Does the controller have a liveness check that could detect this kind of crash and restart? Can the controller also handle jobs that have multiple pods, some stuck in terminating, and others stuck waiting for a node that has been destroyed? The latter is quite likely to occur in environments with frequent scale up and down. Would the controller be able to clear up all the jobs on a restart or would there be jobs left in the cluster forever?
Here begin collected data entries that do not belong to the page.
PR #493, opened 2025-01-28
docs: refer to command microceph.ceph instead of ceph

xypron:
There is no /snap/bin/ceph. But /snap/bin/microceph.ceph exists. Reflect this in the documentation.

### DIFF
--- a/README.md
+++ b/README.md
@@ -48,7 +48,7 @@ your root drive:
 
 You're done! Check Ceph status:
 
-    sudo ceph status
+    sudo microceph.ceph status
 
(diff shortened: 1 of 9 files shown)


UtkarshBhatthere:
hello @xypron we do not intend to use the `ceph` client as `microceph.ceph`. If you install microceph from snapstore (`sudo snap install microceph`) it should always come with the aliases pre-created. Otherwise you can also do `sudo snap alias microceph.ceph ceph`) if you installed a locally built version on microceph.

Very much liking the app, so keen to help improve it for some of the above scenarios.

senthilrch commented 1 year ago

@ChevronTango : Thank you for reporting this issue.

The controller works in this fashion: There's a master routine and an image manager routine. Both the master and image manager communicate through work queues. Master places image pull/delete requests in a queue and image manager places image pull/delete responses in another queue.

In case the image manager encounters a situation where a Job happens to have multiple pods, it considers it as an error and stops further processing, without sending back a response. hence the controller gets stuck waiting for the response from image manager. I'll modify the login in image manager to log this error and continue processing and finally send a response back.

Yes , when the controller re-starts if there are any image pull/delete (dnagling) jobs, those are deleted. Also when it sees an ImageCache in processing status, the status is reset as well. So overall the controller is fairly resilient in this aspect.

You made a good point with the liveness/readiness probe. It's a good idea to add liveness/readiness probe to improve the robustness and observability of kube-fledged.